The precise biological meaning of large-scale chromatin decompaction in plants remains to be elucidated, but is probably related to the reorganization of chromatin and the rearrangement of DNA accessibility in response to a developmental switch or a stress situation. Since plants are sessile organisms and cannot escape from changing environmental conditions they must respond in a rapid and adequate way via the nuclear program. Chromatin decondensation may be part of the mechanism that facilitates such a response.
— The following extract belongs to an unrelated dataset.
PR #687, opened 2020-06-02
RMB-636: Support PATCH requests

psmagin:


domain-models-runtime/src/main/java/org/folio/rest/RestVerticle.java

Differences in nuclear organization of chromosomes between organisms are determined by genomic sequence, but also by genome size and the distribution of repeats and genes along the linear sequence. Chromatin is highly dynamic at different levels of organization. How the different configurations, such as loop structures, relate with genome activity is currently being investigated with different techniques. The development of chromatin immunoprecipitation sequencing (ChIP-seq), 3C and related methods, in combination with massive parallel sequencing technology enables us to analyse at a genome-wide scale chromatin profiles, long-range chromatin interactions and chromosome folding patterns in large-genome organisms (Lieberman-Aiden et al., 2009). The huge datasets require extensive bioinformatic tools in order to efficiently transform data into information and subsequently into models in order to fully understand the structure–function relation of chromosomes.
We wish to acknowledge Dóra Szinay, Xianwen Ji, Laksana Kantama, Penka Pavlova and Federico Tessadori for providing the images of barley, tomato, rice and Arabidopsis.